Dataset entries
PR #7829, opened 2021-07-20
chore: improve error messages for user columns with reserved names

Sullivan-Patrick:
### Description 
Previously, when trying to name a user column a reserved name (I'll use `ROWTIME` for this example), the error message was:
`'ROWTIME' is a reserved column name.`

Contrasted with trying to alias a reserved column name:
`ROWTIME is a reserved system column name. You cannot use it as an alias for a column.`

There are a lot of differences here which I'd like to iron out. The main idea is that these should be consistent, but the details I've chosen are:

- Apostrophes around the reserved column name should stay
- Drop the `system`. `Reserved column name` is enough.
- Keep the `You cannot use it as an {alias/name} for a column`

### Testing done 
_Changed relevant test files to expect new strings_

### Reviewer checklist

### DIFF
--- a/ksqldb-engine/src/main/java/io/confluent/ksql/ddl/commands/CreateSourceFactory.java
+++ b/ksqldb-engine/src/main/java/io/confluent/ksql/ddl/commands/CreateSourceFactory.java
@@ -227,7 +227,8 @@ public final class CreateSourceFactory {
 
     tableElements.forEach(e -> {
       if (SystemColumns.isSystemColumn(e.getName())) {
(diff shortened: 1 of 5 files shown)


vcrfxia (commented):
Thanks @Sullivan-Patrick -- LGTM once the build passes (looks like it might've just hit some flaky tests). I've also updated the PR title from `fix` to `chore` since this isn't really a bug fix, just an improved error message (users probably wouldn't be interested in seeing it in the changelog for releases).

vcrfxia (approved):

§ **TASK DIRECTIONS**
Throughout the data above, copy all lines where the word "Sullivan" is found.

§ **EXERCISE RESULT**
Sullivan-Patrick:
Thanks @Sullivan-Patrick -- LGTM once the build passes (looks like it might've just hit some flaky tests). I've also updated the PR title from `fix` to `chore` since this isn't really a bug fix, just an improved error message (users probably wouldn't be interested in seeing it in the changelog for releases).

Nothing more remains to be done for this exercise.